__Aim of the task__.
Give back, word for word, every line from the one containing "Yes, there is" to the end of the listing, and nothing more.

+-------+

Issue #9765, opened 2017-08-01
DateField.setRangeStart can set the range start to a day earlier based on the system time zone


peergynt:
Can reproduce with Vaadin 8.1.0

Steps to reproduce:

- set the system time zone to UTC-5 (US Eastern Time)
- set localDate to LocalDate.of(2017,8,1)
- call DateField.setRangeStart with the localDate
- the start date will actually show as Jul-31 instead of Aug-1

I think that the issue happens in AbstractLocalDateField.convertToDate:

`Date.from(date.atStartOfDay(ZoneOffset.UTC).toInstant());`

Using ZoneOffset.UTC doesn't seem right. 
ZoneId.systemDefault() would probably work.

Another idea would be to use the deprecated Date constructors directly:

`Date date = new Date(localDate.getYear() - 1900, localDate.getMonthValue() -1, localDate.getDayOfMonth());`

since we do not care about time zones (this is actually the implementation from java.sql.Date.valueOf(LocalDate date)).

Most likely, this issue also affects convertFromDate as well as the implementation in AbstractLocalDateTimeField.

peergynt:
Based on [Stephen Colebourne's post on Stack Overflow](https://stackoverflow.com/questions/21242110/convert-java-util-date-to-java-time-localdate), the following conversion seems to do the trick:

```
    @Override
    protected LocalDate convertFromDate(Date date) {
        if (date == null) {
            return null;
        }
        return date.toInstant().atZone(ZoneId.systemDefault()).toLocalDate();
    }

    @Override
    protected Date convertToDate(LocalDate date) {
        if (date == null) {
            return null;
        }
        return Date.from(date.atStartOfDay(ZoneId.systemDefault()).toInstant());
    }
```

rayohagan:
See also the conversation on https://vaadin.com/pro/support#2488 which I think is quite relevant. The ZoneId doesn't work for most calculations as you have to take into account if daylight savings were in place at the date specified on the server and also on the client.

peergynt:
@rayohagan I don't have a pro account so I cannot view the conversation.
I do not quite understand the reason you say ZoneId does not work. As far as I know, the server serializes and sends the client a LocalDate which is not tied to a timezone.
In other words, the server sends something like: Feb-27-2018.
Since convertFromDate/convertToDate run on the server, using ZoneId.systemDefault() should be used.

rayohagan:
[...]

PR #10572, opened 2018-01-25
Date conversion should use systemDefault zone, not UTC

peergynt:
Using UTC ZoneOffset when doing time conversion is not correct.
See issue #9765

Note that I do not have TestBench and this issue probably needs a UI test.
Also, reproducing this issue depends on the time zone of the server running this code.

---
This change is [Reviewable](https://reviewable.io/reviews/vaadin/framework/10572)

### DIFF
--- a/server/src/main/java/com/vaadin/ui/AbstractLocalDateField.java
+++ b/server/src/main/java/com/vaadin/ui/AbstractLocalDateField.java
@@ -15,9 +15,8 @@
  */
 package com.vaadin.ui;
 
-import java.time.Instant;
 import java.time.LocalDate;
-import java.time.ZoneOffset;
+import java.time.ZoneId;
 import java.time.format.DateTimeFormatter;
 import java.time.format.FormatStyle;
 import java.util.Date;
@@ -117,8 +116,7 @@ public abstract class AbstractLocalDateField
         if (date == null) {
             return null;
         }
-        return Instant.ofEpochMilli(date.getTime()).atZone(ZoneOffset.UTC)
-                .toLocalDate();
+        return date.toInstant().atZone(ZoneId.systemDefault()).toLocalDate();
     }
 
     @Override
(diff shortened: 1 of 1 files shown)


elmot:

---

*[a discussion](https://reviewable.io:443/reviews/vaadin/framework/10572#-L45dSOUW_oNEcdZoXw7:-L45dSOUW_oNEcdZoXw8:b-8uo0ip) (no related file):*
I am afraid we can not accept the patch because it is behavior-breaking change, and it is going to break existing applications really badly.  Nevertheless, an application developer  is free to override the methods (since they are protected)  in his/her application. Another option is to introduce a field of type `ZoneId` with setter, getter, and put UTC as the default.

---


*Comments from [Reviewable](https://reviewable.io:443/reviews/vaadin/framework/10572)*

elmot:

---

*[a discussion](https://reviewable.io:443/reviews/vaadin/framework/10572#-L45dSOUW_oNEcdZoXw7:-L45nLQ6rvFYDN7crwkS:bq1wkmq) (no related file):*

I am afraid we can not accept the patch because it is behavior-breaking change, and it is going to break existing applications really badly.  Nevertheless, an application developer  is free to override the methods (since they are protected)  in his/her application. Another option is to introduce a field of type `ZoneId` with setter, getter, and put UTC as the default.
</blockquote></details>

Moreover, those converting methods are used only to exchange data between of server and client part. Yes, it is legacy and incorrect usage of date values but, nevertheless, there is no any sense  to change the one part only, and no any reason to change both parts. 

---


*Comments from [Reviewable](https://reviewable.io:443/reviews/vaadin/framework/10572)*

peergynt:
@elmot To address your comments:

> those converting methods are used only to exchange data between of server and client part

That was precisely my point, when the server is sending the date/time to the client, it ought to send the correct date/time.
For instance, with my server set to UTC-5, the following code:
```
DateField dateField = new DateField();
LocalDate localDate = LocalDate.of(2018,1,15);
dateField.setRangeStart(localDate);
```
will end up on the client side as 2018-1-14 being the actual start date.

datefield_start
datefield_outofrange

But if I change my server time zone to UTC (or UTC+n), then the client side will show 2018-1-15 as the start date.

> it is behavior-breaking change, and it is going to break existing applications really badly.

It seems to me that this change would have no effect for people already using UTC time (or time zones east of UTC).
Maybe you could elaborate on how this would break existing applications?

elmot:
Yes, there is a problem with date ranges, but using server time does not seem to be real fix. We have the ticket. I will we fixing it soon.

pinonpierre:
Some news about this bug?

It's a big issue for us too!

PR #10609, opened 2018-02-06
Add  missing @since tag

anasmi:
This change is [Reviewable](https://reviewable.io/reviews/vaadin/framework/10609)


tsuoanttila:
Added the same since tag when fixed the test. this is now duplicate.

+-------+

__Written response__.
Yes, there is a problem with date ranges, but using server time does not seem to be real fix. We have the ticket. I will we fixing it soon.

pinonpierre:
Some news about this bug?

It's a big issue for us too!

PR #10609, opened 2018-02-06
Add  missing @since tag

anasmi:
This change is [Reviewable](https://reviewable.io/reviews/vaadin/framework/10609)


tsuoanttila:
Added the same since tag when fixed the test. this is now duplicate.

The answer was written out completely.